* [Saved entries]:
☆ ☆ ☆ ☆ ☆ ☆ ☆

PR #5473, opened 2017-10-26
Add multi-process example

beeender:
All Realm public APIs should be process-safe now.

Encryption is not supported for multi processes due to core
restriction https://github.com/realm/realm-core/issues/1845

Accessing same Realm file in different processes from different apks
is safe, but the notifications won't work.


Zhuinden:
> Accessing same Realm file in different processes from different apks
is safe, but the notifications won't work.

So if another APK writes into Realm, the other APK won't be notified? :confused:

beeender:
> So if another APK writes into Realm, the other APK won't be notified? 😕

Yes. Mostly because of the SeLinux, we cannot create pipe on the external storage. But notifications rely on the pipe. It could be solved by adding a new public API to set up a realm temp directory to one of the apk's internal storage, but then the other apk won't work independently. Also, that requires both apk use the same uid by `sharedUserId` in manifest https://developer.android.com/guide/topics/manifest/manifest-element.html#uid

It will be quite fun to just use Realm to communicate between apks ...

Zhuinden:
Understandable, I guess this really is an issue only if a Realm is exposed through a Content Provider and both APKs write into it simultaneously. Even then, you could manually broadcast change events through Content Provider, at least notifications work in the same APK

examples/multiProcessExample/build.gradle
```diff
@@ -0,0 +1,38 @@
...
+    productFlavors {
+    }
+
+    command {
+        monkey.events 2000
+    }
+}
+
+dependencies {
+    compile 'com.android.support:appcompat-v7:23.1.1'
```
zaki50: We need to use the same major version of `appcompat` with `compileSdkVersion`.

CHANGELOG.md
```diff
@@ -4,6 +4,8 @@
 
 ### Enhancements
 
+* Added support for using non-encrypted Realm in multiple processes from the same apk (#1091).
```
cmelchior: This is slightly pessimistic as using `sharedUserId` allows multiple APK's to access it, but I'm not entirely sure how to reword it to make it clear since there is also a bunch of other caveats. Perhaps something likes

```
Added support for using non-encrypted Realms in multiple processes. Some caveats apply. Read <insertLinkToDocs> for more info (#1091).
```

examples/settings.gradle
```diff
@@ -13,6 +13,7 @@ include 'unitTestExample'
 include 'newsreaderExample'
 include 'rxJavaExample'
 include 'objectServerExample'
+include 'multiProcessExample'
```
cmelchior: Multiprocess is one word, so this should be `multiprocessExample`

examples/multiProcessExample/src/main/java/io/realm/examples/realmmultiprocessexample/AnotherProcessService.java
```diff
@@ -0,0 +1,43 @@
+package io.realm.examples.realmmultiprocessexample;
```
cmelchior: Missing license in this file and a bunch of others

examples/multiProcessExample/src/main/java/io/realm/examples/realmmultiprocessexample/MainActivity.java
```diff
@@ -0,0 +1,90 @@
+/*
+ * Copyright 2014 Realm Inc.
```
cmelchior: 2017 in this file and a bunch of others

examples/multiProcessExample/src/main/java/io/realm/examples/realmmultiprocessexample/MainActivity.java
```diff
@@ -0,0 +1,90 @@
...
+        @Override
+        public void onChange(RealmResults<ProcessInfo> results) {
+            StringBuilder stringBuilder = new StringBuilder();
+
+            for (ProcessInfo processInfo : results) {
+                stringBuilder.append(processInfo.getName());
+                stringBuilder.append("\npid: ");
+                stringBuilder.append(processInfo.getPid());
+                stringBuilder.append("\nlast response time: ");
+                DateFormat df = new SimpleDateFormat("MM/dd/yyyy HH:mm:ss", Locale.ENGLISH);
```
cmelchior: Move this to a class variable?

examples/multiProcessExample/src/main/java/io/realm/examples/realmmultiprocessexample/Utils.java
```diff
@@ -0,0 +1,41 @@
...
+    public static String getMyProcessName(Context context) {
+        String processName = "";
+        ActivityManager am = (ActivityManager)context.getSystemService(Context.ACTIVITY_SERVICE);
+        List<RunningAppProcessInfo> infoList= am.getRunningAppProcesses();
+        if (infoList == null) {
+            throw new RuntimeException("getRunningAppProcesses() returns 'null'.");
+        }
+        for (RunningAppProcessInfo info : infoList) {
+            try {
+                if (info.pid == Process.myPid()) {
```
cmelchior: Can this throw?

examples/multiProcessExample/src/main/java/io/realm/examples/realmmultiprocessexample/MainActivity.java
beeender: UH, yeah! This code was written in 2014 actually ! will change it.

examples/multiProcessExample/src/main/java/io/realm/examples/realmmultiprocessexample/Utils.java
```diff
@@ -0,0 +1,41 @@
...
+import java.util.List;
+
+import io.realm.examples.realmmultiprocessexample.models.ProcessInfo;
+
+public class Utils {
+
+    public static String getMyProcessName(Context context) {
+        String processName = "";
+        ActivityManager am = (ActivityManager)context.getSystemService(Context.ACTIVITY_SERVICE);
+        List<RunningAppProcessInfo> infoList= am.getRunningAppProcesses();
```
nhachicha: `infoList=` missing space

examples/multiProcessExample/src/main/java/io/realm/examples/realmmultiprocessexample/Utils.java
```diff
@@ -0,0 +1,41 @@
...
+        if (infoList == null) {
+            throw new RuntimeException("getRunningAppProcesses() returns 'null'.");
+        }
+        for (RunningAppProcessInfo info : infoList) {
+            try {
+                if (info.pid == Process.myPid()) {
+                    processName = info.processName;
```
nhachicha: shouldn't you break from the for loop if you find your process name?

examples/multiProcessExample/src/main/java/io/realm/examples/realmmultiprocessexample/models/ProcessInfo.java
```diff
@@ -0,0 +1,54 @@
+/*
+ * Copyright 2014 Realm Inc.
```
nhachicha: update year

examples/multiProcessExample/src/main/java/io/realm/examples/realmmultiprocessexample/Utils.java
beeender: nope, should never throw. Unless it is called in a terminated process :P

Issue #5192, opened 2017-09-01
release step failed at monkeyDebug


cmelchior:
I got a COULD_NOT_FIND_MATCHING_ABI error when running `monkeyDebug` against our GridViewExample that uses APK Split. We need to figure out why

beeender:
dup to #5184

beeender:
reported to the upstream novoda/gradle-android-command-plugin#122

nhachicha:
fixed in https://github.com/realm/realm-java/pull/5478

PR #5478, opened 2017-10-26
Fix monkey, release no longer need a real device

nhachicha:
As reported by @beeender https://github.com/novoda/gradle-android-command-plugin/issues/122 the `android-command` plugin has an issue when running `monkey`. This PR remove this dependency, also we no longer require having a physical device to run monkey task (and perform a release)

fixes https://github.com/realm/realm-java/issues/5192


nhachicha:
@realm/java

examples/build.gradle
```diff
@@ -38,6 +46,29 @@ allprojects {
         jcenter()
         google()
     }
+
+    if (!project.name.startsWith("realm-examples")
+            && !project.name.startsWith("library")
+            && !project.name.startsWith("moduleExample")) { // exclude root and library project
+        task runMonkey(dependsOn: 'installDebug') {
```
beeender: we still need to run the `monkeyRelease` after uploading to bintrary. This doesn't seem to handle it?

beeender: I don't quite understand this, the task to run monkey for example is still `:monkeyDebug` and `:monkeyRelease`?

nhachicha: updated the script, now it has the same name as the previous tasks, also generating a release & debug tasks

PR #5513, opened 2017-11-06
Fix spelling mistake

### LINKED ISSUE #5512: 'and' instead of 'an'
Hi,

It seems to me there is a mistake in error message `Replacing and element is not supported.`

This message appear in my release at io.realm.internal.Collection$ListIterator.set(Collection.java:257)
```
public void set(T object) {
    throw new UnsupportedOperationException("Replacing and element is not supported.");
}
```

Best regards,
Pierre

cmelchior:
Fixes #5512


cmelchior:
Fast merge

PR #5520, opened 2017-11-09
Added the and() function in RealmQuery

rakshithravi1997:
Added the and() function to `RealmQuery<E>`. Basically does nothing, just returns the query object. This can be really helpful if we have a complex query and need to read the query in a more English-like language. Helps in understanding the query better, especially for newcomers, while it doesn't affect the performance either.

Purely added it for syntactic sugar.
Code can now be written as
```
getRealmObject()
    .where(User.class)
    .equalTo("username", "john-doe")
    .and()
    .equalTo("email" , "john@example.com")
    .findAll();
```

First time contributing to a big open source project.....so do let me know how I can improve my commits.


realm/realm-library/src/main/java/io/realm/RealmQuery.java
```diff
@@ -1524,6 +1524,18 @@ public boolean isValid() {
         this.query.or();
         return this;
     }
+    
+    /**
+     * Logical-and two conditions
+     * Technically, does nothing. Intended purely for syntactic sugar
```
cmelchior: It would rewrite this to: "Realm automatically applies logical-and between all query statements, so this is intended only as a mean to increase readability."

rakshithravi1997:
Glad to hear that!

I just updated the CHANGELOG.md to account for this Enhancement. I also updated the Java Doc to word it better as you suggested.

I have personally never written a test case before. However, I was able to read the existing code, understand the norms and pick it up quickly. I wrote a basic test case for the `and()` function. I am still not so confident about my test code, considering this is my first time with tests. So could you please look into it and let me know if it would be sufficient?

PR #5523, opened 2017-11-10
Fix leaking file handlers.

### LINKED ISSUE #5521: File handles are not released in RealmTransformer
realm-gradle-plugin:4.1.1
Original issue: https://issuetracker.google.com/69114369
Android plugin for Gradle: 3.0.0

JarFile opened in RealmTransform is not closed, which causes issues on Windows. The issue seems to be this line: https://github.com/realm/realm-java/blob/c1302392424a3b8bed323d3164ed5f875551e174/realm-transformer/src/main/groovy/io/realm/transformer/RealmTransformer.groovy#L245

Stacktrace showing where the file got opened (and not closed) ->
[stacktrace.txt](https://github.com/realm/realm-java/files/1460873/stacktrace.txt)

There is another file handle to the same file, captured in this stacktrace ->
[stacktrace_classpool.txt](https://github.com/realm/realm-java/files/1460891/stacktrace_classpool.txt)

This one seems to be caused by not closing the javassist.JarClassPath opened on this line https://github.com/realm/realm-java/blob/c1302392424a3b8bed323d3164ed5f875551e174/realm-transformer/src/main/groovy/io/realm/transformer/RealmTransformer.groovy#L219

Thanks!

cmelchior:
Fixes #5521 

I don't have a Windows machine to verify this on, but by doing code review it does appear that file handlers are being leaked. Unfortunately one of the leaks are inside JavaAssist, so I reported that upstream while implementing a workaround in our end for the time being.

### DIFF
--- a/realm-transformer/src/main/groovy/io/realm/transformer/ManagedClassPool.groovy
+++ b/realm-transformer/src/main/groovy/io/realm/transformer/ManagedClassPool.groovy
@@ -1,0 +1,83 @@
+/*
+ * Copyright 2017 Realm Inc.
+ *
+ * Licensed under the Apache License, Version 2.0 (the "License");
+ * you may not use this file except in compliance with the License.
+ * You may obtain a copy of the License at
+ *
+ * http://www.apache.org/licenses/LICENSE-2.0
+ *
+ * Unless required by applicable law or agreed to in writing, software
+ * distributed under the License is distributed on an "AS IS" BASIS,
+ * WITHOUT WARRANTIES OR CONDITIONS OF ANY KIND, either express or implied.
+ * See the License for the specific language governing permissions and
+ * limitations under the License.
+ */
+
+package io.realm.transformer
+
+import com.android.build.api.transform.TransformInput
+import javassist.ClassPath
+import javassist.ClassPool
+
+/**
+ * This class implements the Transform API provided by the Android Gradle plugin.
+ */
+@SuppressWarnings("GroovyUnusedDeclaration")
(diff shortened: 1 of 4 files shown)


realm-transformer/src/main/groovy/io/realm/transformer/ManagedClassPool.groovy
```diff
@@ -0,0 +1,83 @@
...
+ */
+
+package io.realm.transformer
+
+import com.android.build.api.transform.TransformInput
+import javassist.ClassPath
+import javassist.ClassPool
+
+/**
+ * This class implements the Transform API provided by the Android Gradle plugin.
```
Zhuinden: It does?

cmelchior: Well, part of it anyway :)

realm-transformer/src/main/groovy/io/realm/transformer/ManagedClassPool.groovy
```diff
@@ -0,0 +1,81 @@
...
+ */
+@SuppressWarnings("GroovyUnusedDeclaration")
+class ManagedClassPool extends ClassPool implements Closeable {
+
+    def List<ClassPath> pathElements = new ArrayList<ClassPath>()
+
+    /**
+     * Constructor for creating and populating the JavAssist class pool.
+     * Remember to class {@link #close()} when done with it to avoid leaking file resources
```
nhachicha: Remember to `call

☆ ☆ ☆ ☆ ☆ ☆ ☆

* [What to produce]: Copy each line in the entries above where the word "have" shows up.

* [Written response]:
Added the and() function to `RealmQuery<E>`. Basically does nothing, just returns the query object. This can be really helpful if we have a complex query and need to read the query in a more English-like language. Helps in understanding the query better, especially for newcomers, while it doesn't affect the performance either.
I have personally never written a test case before. However, I was able to read the existing code, understand the norms and pick it up quickly. I wrote a basic test case for the `and()` function. I am still not so confident about my test code, considering this is my first time with tests. So could you please look into it and let me know if it would be sufficient?
I don't have a Windows machine to verify this on, but by doing code review it does appear that file handlers are being leaked. Unfortunately one of the leaks are inside JavaAssist, so I reported that upstream while implementing a workaround in our end for the time being.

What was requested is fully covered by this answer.